### [PROBLEM STATEMENT]
Line by line, output the entries below exactly as they appear.

Stored dataset items:
PR #1132, opened 2024-03-25
Develop

NVlasenko:
[DEMO LINK](https://NVlasenko.github.io/react_todo-app-add-and-delete/)


src/components/TodoList.tsx
```diff
@@ -0,0 +1,206 @@
...
+      });
+  };
+
+  return (
+    <section className="todoapp__main" data-cy="TodoList">
+      <TransitionGroup>
+        {filter.map(todo => (
+          <CSSTransition key={todo.id} timeout={300} classNames="item">
+            <div
+              key={todo.id}
```
etojeDenys, line 78: redundant here, 'cause you specified it above

src/components/TodoList.tsx
```diff
@@ -0,0 +1,206 @@
...
+              data-cy="Todo"
+              className={`todo ${todo.completed ? 'completed' : ''}`}
```
etojeDenys, line 80: better to use classnames package for conditional classes

etojeDenys (changes requested):
everything looks cool, but you forgot to implement the temp todo logic


feel free to ask for some help with that in the chat

andriy-shymkiv (approved):

PR #1135, opened 2024-03-28
add solutions

shikoryak:
https://shikoryak.github.io/react_todo-app-add-and-delete/

### DIFF
--- a/src/App.tsx
+++ b/src/App.tsx
@@ -1,26 +1,148 @@
-/* eslint-disable max-len */
+/* eslint-disable jsx-a11y/label-has-associated-control */
 /* eslint-disable jsx-a11y/control-has-associated-label */
-import React from 'react';
+import React, { useEffect, useMemo, useRef, useState } from 'react';
 import { UserWarning } from './UserWarning';
-
-const USER_ID = 0;
+import { USER_ID, addTodo, deleteTodo, getTodos } from './api/todos';
+import { UpdatingStatus, Header } from './components/Header';
+import { TodoList } from './components/TodoList';
+import { Filter, Footer } from './components/Footer';
+import { ErrorMessage, Notification } from './components/Notification';
+import { Todo } from './types/Todo';
 
 export const App: React.FC = () => {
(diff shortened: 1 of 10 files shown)


src/components/Header.tsx
```diff
@@ -0,0 +1,53 @@
...
+  status: UpdatingStatus;
+};
+
+export const Header: React.FC<Props> = ({ onAdd, status }) => {
+  const [title, setTitle] = useState('');
+  const titleField = useRef<HTMLInputElement>(null);
+
+  useEffect(() => {
+    titleField.current?.focus();
+    if (status === UpdatingStatus.success) {
```
TarasHoliuk, line 20: you don't use `failed` status. So it can be replaced with a boolean value.
Moreover, it can be `const isInProgess = !!processingIds.length`

Variable name is only example

src/components/Footer.tsx
```diff
@@ -0,0 +1,85 @@
...
+          Completed
+        </a>
+      </nav>
+
+      <button
+        type="button"
+        className="todoapp__clear-completed"
+        data-cy="ClearCompletedButton"
+        disabled={completedItemsLeft < 1}
+        onClick={() => onClearCompleted()}
```
TarasHoliuk, line 79:
```suggestion
        onClick={onClearCompleted}
```

src/App.tsx
```diff
@@ -1,26 +1,148 @@
...
+        setUpdatingStatus(UpdatingStatus.failed);
+      })
+      .finally(() => {
+        setTempTodo(null);
+      });
+  };
+
+  const onDeleteHandler = (id: number) => {
+    setUpdatingStatus(UpdatingStatus.inProgres);
+    setProcessingIds(prevIds => [...prevIds, id]);
```
TarasHoliuk, line 88: :fire:

TarasHoliuk (approved):
Great job :+1:

1 comment only - about `updatingStatus`. Fix it in the next task stage

PR #1136, opened 2024-03-29
Develop

olduma:
[DEMO LINK](https://olduma.github.io/react_todo-app-add-and-delete/)

### DIFF
--- a/src/components/TodoFooter/TodoFooter.tsx
+++ b/src/components/TodoFooter/TodoFooter.tsx
@@ -10,7 +10,11 @@ export const TodoFooter: React.FC = () => {
     todos
       .filter(todo => todo.completed)
       .map(todo => todo.id)
-      .forEach(id => removeTodo(id));
+      .forEach(id => {
+        if (typeof id === 'number') {
+          removeTodo(id);
+        }
+      });
   };
 
   return (
--- a/src/components/TodoFooter/TodoFooter.tsx
+++ b/src/components/TodoFooter/TodoFooter.tsx
@@ -2,12 +2,15 @@ import { useTodos } from '../../utils/TodoContext';
 import { TodoFilter } from '../TodoFilter';
 
 export const TodoFooter: React.FC = () => {
-  const { todos, setTodos } = useTodos();
+  const { todos, removeTodo } = useTodos();
   const isClearButtonActive = todos.some(todo => todo.completed);
   const countActiveTodos = todos.filter(todo => !todo.completed).length;
 
   const clearAllCompleted = () => {
-    setTodos(prevTodos => prevTodos.filter(todo => !todo.completed));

### [TASK OUTPUT]
PR #1132, opened 2024-03-25
Develop

NVlasenko:
[DEMO LINK](https://NVlasenko.github.io/react_todo-app-add-and-delete/)


src/components/TodoList.tsx
```diff
@@ -0,0 +1,206 @@
...
+      });
+  };
+
+  return (
+    <section className="todoapp__main" data-cy="TodoList">
+      <TransitionGroup>
+        {filter.map(todo => (
+          <CSSTransition key={todo.id} timeout={300} classNames="item">
+            <div
+              key={todo.id}
```
etojeDenys, line 78: redundant here, 'cause you specified it above

src/components/TodoList.tsx
```diff
@@ -0,0 +1,206 @@
...
+              data-cy="Todo"
+              className={`todo ${todo.completed ? 'completed' : ''}`}
```
etojeDenys, line 80: better to use classnames package for conditional classes

etojeDenys (changes requested):
everything looks cool, but you forgot to implement the temp todo logic


feel free to ask for some help with that in the chat

andriy-shymkiv (approved):

PR #1135, opened 2024-03-28
add solutions

shikoryak:
https://shikoryak.github.io/react_todo-app-add-and-delete/

### DIFF
--- a/src/App.tsx
+++ b/src/App.tsx
@@ -1,26 +1,148 @@
-/* eslint-disable max-len */
+/* eslint-disable jsx-a11y/label-has-associated-control */
 /* eslint-disable jsx-a11y/control-has-associated-label */
-import React from 'react';
+import React, { useEffect, useMemo, useRef, useState } from 'react';
 import { UserWarning } from './UserWarning';
-
-const USER_ID = 0;
+import { USER_ID, addTodo, deleteTodo, getTodos } from './api/todos';
+import { UpdatingStatus, Header } from './components/Header';
+import { TodoList } from './components/TodoList';
+import { Filter, Footer } from './components/Footer';
+import { ErrorMessage, Notification } from './components/Notification';
+import { Todo } from './types/Todo';
 
 export const App: React.FC = () => {
(diff shortened: 1 of 10 files shown)


src/components/Header.tsx
```diff
@@ -0,0 +1,53 @@
...
+  status: UpdatingStatus;
+};
+
+export const Header: React.FC<Props> = ({ onAdd, status }) => {
+  const [title, setTitle] = useState('');
+  const titleField = useRef<HTMLInputElement>(null);
+
+  useEffect(() => {
+    titleField.current?.focus();
+    if (status === UpdatingStatus.success) {
```
TarasHoliuk, line 20: you don't use `failed` status. So it can be replaced with a boolean value.
Moreover, it can be `const isInProgess = !!processingIds.length`

Variable name is only example

src/components/Footer.tsx
```diff
@@ -0,0 +1,85 @@
...
+          Completed
+        </a>
+      </nav>
+
+      <button
+        type="button"
+        className="todoapp__clear-completed"
+        data-cy="ClearCompletedButton"
+        disabled={completedItemsLeft < 1}
+        onClick={() => onClearCompleted()}
```
TarasHoliuk, line 79:
```suggestion
        onClick={onClearCompleted}
```

src/App.tsx
```diff
@@ -1,26 +1,148 @@
...
+        setUpdatingStatus(UpdatingStatus.failed);
+      })
+      .finally(() => {
+        setTempTodo(null);
+      });
+  };
+
+  const onDeleteHandler = (id: number) => {
+    setUpdatingStatus(UpdatingStatus.inProgres);
+    setProcessingIds(prevIds => [...prevIds, id]);
```
TarasHoliuk, line 88: :fire:

TarasHoliuk (approved):
Great job :+1:

1 comment only - about `updatingStatus`. Fix it in the next task stage

PR #1136, opened 2024-03-29
Develop

olduma:
[DEMO LINK](https://olduma.github.io/react_todo-app-add-and-delete/)

### DIFF
--- a/src/components/TodoFooter/TodoFooter.tsx
+++ b/src/components/TodoFooter/TodoFooter.tsx
@@ -10,7 +10,11 @@ export const TodoFooter: React.FC = () => {
     todos
       .filter(todo => todo.completed)
       .map(todo => todo.id)
-      .forEach(id => removeTodo(id));
+      .forEach(id => {
+        if (typeof id === 'number') {
+          removeTodo(id);
+        }
+      });
   };
 
   return (
--- a/src/components/TodoFooter/TodoFooter.tsx
+++ b/src/components/TodoFooter/TodoFooter.tsx
@@ -2,12 +2,15 @@ import { useTodos } from '../../utils/TodoContext';
 import { TodoFilter } from '../TodoFilter';
 
 export const TodoFooter: React.FC = () => {
-  const { todos, setTodos } = useTodos();
+  const { todos, removeTodo } = useTodos();
   const isClearButtonActive = todos.some(todo => todo.completed);
   const countActiveTodos = todos.filter(todo => !todo.completed).length;
 
   const clearAllCompleted = () => {
-    setTodos(prevTodos => prevTodos.filter(todo => !todo.completed));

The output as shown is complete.